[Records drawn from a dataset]
● ● ● ● ● ● ●

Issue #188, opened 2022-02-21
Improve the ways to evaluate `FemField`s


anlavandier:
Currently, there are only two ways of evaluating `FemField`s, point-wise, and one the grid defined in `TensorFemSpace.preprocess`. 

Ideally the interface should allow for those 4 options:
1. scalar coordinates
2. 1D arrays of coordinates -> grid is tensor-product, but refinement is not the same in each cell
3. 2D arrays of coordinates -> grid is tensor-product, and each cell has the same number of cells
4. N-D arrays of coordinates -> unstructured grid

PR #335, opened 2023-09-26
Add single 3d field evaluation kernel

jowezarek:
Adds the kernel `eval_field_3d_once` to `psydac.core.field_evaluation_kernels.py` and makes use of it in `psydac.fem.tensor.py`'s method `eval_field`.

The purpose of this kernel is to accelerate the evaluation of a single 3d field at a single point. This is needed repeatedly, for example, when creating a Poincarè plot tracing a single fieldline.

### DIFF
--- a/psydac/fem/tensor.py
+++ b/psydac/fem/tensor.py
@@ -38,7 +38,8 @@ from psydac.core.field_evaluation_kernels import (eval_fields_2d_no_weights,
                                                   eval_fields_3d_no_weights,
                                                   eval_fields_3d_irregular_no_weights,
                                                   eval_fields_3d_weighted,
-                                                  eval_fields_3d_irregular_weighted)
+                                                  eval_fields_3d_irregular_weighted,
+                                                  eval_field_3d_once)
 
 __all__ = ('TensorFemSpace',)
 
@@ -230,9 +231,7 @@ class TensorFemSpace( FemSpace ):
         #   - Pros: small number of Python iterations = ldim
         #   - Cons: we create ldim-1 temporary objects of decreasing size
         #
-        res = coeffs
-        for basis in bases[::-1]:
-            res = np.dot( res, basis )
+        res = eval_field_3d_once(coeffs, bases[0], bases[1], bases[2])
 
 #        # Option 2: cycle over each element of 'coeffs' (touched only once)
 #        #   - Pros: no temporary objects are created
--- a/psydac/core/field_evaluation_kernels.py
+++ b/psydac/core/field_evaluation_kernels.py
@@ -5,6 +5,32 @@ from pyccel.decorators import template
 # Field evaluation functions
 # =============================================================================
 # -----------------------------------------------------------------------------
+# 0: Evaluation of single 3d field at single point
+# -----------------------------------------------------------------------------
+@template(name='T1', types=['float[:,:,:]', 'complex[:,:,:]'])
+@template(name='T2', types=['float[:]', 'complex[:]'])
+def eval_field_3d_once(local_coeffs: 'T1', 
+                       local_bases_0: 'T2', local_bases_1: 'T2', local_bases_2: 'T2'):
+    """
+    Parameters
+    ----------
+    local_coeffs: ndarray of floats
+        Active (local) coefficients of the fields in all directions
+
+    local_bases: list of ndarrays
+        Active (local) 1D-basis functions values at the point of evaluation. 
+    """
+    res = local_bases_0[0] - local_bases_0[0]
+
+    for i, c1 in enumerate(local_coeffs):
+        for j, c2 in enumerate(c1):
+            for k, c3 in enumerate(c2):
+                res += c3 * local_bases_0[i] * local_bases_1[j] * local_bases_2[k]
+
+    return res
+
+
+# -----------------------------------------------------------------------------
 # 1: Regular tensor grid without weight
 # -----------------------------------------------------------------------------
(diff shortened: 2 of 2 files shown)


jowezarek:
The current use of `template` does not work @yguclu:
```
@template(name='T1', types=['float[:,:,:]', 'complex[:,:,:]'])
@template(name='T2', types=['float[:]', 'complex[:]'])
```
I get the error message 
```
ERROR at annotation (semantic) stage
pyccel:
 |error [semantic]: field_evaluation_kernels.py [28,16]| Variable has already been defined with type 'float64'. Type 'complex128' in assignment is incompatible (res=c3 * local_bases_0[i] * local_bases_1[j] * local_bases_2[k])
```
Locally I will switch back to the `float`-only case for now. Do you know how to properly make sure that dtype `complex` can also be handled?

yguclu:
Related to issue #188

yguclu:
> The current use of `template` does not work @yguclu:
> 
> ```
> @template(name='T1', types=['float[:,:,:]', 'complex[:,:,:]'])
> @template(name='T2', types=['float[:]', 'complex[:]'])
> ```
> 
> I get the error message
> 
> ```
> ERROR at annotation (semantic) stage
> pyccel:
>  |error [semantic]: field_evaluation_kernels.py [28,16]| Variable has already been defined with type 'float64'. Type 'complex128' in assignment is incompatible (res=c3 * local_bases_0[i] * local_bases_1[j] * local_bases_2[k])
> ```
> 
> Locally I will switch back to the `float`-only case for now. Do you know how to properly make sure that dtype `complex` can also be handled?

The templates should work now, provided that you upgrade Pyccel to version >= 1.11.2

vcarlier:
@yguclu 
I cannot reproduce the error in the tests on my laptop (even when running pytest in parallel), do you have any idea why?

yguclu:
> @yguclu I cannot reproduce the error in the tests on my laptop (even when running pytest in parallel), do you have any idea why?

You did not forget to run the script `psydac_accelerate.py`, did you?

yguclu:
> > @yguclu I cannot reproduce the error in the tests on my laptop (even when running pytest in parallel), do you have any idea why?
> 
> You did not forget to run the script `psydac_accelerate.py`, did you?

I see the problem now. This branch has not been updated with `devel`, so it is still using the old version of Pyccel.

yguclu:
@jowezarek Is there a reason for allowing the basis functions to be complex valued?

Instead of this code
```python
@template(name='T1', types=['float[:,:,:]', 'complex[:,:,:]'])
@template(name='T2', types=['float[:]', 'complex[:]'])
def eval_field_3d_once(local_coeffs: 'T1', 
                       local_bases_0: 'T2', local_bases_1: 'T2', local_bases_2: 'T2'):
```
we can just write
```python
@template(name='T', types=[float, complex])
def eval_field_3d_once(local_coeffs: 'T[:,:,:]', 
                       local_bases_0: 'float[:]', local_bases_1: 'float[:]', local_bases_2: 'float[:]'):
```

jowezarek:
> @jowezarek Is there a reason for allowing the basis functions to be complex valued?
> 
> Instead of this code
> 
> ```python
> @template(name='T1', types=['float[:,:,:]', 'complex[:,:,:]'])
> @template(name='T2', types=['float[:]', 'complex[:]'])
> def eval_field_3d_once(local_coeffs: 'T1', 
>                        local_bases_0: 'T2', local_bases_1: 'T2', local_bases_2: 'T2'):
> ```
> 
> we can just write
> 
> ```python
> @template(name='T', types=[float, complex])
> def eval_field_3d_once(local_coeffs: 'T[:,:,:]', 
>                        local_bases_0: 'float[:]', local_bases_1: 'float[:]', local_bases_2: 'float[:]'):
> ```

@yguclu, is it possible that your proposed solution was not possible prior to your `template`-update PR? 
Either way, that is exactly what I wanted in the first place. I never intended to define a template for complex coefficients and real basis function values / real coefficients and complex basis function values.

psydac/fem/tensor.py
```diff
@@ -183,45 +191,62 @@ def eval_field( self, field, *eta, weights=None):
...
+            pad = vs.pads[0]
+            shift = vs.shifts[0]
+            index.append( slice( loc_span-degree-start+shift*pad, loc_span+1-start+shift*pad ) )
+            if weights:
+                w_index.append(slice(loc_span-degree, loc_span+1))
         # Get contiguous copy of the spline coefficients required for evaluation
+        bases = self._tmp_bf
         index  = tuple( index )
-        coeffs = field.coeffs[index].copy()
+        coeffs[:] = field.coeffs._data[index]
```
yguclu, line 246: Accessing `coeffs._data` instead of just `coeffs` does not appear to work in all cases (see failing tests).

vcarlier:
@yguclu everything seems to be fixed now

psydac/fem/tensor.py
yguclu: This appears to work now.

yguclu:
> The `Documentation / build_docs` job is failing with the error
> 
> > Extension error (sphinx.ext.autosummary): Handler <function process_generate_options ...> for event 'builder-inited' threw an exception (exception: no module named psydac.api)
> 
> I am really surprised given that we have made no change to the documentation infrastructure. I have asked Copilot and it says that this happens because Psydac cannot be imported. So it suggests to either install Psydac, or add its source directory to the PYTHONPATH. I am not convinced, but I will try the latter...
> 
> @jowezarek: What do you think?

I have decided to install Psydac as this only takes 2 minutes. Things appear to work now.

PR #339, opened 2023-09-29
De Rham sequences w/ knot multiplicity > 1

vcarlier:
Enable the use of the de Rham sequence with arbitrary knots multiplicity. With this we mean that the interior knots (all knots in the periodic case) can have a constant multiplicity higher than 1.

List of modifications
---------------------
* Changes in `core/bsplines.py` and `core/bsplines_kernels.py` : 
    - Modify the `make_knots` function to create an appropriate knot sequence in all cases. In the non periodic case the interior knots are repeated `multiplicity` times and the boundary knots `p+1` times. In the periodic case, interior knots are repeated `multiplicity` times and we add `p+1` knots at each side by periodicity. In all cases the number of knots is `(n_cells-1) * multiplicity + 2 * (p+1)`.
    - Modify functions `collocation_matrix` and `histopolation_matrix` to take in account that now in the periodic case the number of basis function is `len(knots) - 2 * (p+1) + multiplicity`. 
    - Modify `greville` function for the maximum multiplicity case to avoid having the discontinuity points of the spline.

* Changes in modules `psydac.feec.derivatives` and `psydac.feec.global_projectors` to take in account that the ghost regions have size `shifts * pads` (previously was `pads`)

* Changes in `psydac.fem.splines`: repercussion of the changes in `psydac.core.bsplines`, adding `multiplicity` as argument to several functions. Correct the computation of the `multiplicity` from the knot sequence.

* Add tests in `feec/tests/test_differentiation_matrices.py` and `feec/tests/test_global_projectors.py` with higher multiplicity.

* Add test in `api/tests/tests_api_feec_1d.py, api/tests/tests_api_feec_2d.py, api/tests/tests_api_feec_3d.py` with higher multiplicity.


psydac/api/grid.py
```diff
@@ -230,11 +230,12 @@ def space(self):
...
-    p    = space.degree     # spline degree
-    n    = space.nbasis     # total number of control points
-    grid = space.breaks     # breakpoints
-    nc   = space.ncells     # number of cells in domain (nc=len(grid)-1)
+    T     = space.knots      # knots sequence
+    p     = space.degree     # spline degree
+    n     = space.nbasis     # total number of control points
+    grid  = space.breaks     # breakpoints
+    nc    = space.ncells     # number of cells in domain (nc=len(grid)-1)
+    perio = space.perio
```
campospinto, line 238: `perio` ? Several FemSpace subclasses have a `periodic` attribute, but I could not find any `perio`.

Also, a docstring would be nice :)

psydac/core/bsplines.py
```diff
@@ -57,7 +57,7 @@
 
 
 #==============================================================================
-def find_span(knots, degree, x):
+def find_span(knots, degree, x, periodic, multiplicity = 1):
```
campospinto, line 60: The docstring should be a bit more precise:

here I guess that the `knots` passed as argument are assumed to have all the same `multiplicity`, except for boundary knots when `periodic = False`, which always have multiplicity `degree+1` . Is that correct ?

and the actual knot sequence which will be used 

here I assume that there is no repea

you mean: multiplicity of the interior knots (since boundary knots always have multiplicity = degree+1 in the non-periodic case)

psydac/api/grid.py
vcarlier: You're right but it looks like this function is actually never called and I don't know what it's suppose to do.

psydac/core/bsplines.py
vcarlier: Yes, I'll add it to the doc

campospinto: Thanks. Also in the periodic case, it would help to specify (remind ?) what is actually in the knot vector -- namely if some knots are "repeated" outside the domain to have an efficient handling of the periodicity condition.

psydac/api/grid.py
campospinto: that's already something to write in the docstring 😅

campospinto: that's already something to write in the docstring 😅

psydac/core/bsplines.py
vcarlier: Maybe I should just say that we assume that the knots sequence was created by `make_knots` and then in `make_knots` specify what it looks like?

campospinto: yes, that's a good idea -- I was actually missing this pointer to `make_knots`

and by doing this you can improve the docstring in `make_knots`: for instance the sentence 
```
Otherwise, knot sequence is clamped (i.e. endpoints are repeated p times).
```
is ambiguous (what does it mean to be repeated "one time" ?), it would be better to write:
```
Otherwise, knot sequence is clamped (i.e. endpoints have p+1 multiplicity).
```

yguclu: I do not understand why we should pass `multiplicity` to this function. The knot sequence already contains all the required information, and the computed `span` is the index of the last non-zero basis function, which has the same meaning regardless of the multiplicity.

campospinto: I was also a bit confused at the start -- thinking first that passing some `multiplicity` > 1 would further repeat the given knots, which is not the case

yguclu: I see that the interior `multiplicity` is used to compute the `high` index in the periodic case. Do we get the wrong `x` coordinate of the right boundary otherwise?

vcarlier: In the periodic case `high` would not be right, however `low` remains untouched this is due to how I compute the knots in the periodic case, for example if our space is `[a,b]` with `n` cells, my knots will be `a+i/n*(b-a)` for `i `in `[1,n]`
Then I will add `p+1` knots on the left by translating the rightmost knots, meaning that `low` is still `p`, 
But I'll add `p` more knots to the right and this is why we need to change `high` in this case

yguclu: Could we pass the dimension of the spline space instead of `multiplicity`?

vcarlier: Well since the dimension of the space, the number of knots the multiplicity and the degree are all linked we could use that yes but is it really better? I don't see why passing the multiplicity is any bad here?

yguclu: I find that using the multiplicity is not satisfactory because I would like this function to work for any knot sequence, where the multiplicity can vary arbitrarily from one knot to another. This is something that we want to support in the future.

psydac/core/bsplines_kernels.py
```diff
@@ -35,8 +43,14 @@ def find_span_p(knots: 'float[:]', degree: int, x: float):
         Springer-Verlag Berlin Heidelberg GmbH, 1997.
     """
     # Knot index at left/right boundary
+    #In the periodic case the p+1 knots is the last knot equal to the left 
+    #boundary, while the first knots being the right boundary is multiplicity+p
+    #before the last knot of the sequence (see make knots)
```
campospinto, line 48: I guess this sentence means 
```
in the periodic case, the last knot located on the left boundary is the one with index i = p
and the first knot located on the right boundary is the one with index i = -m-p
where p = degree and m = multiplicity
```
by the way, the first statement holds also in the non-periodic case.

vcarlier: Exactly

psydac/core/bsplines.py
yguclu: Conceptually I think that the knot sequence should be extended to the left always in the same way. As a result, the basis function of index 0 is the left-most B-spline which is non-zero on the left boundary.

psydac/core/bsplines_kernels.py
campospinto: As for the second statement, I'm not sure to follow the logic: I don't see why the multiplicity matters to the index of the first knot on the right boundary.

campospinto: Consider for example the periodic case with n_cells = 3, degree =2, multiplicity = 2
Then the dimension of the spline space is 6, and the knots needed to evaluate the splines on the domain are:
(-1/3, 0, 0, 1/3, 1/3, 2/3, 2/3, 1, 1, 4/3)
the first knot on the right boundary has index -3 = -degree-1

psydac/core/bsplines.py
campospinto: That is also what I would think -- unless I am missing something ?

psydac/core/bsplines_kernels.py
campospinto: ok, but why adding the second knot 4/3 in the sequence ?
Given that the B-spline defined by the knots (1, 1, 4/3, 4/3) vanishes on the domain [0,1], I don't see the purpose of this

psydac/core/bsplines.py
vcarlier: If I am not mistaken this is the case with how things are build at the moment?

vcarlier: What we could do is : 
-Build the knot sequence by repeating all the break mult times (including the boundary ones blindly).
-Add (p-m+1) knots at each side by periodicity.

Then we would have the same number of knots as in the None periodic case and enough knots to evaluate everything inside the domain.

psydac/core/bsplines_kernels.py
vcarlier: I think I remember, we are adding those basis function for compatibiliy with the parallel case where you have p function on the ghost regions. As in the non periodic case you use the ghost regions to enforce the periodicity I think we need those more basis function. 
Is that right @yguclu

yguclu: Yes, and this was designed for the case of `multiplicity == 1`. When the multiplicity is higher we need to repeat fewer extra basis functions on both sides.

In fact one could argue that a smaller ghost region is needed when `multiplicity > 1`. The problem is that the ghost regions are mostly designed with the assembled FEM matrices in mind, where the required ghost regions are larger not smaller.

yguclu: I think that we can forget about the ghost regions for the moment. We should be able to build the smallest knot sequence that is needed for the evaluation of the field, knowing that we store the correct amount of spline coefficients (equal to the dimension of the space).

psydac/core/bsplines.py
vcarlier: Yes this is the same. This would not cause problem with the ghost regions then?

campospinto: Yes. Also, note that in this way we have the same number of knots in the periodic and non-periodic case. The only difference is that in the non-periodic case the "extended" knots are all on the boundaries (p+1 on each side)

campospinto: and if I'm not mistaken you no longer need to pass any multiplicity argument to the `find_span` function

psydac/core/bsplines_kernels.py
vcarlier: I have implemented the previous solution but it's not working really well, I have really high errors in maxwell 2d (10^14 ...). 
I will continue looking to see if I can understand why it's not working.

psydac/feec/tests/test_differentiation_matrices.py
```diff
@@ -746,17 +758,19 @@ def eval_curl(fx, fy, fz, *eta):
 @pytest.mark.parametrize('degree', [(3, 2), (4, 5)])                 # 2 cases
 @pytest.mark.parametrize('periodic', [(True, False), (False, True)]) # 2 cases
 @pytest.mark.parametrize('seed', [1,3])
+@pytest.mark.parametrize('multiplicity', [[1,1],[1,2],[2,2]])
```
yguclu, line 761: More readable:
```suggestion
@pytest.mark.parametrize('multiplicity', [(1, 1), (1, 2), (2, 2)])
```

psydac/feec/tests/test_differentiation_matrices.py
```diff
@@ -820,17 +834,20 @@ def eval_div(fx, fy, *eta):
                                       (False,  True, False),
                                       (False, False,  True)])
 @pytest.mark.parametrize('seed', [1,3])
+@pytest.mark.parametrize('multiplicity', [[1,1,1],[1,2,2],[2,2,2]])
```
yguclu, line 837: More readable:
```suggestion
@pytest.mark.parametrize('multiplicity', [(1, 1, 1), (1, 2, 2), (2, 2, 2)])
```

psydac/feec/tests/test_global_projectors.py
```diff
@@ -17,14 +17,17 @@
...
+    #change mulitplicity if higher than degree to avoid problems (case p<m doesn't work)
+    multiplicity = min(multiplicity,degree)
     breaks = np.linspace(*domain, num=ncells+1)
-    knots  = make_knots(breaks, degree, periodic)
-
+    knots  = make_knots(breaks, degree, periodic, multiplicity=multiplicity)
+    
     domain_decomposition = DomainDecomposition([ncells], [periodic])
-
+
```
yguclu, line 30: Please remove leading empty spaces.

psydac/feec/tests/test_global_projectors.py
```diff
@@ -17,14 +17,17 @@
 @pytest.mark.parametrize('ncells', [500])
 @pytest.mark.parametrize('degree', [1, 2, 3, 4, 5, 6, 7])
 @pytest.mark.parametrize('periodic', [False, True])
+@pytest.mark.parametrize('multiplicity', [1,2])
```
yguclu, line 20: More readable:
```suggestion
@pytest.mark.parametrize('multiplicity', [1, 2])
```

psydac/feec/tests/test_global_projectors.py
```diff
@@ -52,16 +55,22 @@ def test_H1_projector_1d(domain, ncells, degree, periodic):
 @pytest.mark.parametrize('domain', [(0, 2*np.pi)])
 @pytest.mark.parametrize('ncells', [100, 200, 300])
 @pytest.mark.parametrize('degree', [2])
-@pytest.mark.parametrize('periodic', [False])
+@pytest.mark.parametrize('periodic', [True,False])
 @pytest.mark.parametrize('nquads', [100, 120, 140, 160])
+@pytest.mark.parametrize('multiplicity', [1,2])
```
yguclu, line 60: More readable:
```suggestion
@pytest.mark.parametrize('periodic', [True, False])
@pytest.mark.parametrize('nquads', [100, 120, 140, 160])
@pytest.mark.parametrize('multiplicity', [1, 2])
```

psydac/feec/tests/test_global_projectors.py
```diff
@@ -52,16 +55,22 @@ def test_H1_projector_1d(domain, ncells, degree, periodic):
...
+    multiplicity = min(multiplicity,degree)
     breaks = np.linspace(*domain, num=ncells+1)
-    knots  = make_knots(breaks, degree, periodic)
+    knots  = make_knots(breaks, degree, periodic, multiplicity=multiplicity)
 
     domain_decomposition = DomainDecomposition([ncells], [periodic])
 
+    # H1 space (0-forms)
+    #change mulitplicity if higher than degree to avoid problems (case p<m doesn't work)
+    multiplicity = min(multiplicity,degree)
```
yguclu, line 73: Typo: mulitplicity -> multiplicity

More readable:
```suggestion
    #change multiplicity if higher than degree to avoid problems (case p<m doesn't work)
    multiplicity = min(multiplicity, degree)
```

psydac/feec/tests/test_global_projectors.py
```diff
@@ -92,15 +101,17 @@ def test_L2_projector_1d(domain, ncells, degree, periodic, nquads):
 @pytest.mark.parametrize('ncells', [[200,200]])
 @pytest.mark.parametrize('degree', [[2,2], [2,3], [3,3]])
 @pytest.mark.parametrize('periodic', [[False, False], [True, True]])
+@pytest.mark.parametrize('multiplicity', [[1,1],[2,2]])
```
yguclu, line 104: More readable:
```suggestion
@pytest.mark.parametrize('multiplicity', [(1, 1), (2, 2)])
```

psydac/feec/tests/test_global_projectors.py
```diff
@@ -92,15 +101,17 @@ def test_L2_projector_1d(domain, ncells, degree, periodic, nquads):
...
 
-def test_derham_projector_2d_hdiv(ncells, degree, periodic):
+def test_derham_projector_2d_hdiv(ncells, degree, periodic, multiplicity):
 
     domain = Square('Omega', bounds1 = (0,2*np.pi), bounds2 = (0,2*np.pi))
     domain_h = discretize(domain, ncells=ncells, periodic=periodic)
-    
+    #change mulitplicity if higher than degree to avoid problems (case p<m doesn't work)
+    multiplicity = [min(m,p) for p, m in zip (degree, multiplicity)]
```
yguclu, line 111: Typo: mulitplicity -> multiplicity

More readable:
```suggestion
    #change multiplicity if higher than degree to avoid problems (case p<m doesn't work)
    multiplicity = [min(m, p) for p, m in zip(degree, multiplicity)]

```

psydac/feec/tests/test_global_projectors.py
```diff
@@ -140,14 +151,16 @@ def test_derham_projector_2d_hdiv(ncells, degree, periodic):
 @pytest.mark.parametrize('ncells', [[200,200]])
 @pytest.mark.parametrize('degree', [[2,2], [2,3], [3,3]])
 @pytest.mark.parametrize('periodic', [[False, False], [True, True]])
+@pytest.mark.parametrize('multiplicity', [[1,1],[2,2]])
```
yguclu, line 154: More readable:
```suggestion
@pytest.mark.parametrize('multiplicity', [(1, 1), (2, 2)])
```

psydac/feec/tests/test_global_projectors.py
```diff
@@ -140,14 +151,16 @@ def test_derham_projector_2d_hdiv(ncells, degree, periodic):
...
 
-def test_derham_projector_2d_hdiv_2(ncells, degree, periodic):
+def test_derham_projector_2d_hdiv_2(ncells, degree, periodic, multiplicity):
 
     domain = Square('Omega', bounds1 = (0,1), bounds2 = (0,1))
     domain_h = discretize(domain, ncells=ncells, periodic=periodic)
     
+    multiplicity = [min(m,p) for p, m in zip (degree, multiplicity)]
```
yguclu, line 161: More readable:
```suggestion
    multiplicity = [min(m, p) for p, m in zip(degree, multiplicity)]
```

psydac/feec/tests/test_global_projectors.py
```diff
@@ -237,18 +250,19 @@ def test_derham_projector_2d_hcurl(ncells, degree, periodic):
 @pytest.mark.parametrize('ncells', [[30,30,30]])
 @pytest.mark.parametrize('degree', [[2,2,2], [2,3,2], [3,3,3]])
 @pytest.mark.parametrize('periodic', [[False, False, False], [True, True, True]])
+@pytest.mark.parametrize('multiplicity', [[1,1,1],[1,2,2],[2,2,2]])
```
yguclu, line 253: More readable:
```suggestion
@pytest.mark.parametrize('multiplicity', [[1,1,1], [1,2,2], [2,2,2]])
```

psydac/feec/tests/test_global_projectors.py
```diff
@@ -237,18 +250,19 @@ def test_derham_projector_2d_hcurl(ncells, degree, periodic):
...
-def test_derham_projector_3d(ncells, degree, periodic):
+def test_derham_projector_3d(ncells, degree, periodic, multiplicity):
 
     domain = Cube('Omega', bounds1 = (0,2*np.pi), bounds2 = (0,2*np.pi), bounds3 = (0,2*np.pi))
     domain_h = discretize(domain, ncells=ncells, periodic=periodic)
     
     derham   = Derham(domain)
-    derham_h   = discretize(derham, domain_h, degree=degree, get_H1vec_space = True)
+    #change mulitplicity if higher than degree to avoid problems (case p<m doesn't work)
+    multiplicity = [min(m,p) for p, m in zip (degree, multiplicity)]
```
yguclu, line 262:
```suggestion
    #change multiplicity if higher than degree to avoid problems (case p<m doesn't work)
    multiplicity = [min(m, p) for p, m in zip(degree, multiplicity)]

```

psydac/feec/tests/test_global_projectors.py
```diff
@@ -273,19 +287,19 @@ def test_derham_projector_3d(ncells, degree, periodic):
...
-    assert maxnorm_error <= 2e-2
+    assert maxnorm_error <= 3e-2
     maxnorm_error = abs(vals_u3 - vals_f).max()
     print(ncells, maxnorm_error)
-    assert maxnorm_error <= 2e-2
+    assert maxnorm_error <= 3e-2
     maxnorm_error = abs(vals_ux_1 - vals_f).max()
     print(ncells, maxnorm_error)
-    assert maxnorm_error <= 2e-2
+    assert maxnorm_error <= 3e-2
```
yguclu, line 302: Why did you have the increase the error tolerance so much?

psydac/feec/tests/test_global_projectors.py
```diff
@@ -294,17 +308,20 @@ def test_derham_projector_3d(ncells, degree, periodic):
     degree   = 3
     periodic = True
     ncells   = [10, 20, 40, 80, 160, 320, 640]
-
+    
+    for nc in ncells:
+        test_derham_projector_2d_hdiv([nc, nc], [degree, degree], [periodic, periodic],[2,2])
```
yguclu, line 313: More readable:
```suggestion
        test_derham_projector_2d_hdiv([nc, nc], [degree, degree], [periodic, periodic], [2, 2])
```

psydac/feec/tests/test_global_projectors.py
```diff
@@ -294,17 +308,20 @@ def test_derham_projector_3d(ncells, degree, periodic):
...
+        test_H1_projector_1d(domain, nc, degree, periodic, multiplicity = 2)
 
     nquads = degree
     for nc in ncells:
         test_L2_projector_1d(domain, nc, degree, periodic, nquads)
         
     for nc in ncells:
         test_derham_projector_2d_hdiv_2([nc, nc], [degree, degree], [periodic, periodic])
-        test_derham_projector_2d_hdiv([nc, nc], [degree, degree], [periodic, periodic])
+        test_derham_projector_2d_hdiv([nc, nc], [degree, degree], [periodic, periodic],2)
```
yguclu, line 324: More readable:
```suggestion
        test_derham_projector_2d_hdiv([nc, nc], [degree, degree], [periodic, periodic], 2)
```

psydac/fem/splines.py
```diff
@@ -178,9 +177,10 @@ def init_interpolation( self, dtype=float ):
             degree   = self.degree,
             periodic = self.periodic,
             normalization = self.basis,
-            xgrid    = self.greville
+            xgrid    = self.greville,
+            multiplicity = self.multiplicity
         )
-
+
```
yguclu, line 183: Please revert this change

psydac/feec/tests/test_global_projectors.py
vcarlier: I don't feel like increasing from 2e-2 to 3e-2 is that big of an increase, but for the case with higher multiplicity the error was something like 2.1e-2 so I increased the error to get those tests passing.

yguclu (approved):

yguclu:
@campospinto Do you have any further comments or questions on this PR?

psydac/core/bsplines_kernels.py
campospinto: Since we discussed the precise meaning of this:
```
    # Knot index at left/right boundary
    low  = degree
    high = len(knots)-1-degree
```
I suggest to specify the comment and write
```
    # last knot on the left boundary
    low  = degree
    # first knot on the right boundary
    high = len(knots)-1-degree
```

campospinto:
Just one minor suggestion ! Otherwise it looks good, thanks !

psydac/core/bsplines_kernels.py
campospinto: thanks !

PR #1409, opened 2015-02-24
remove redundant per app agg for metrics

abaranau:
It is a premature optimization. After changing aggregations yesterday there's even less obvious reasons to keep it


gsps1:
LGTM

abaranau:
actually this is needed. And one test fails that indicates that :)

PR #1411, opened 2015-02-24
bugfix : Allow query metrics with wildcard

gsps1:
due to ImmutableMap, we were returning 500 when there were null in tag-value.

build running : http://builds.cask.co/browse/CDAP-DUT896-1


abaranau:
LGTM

● ● ● ● ● ● ●

**PROMPT:**
Please report the number of lines in the data that include "readable", with no other words.

**RESULT OF THE TASK:**
12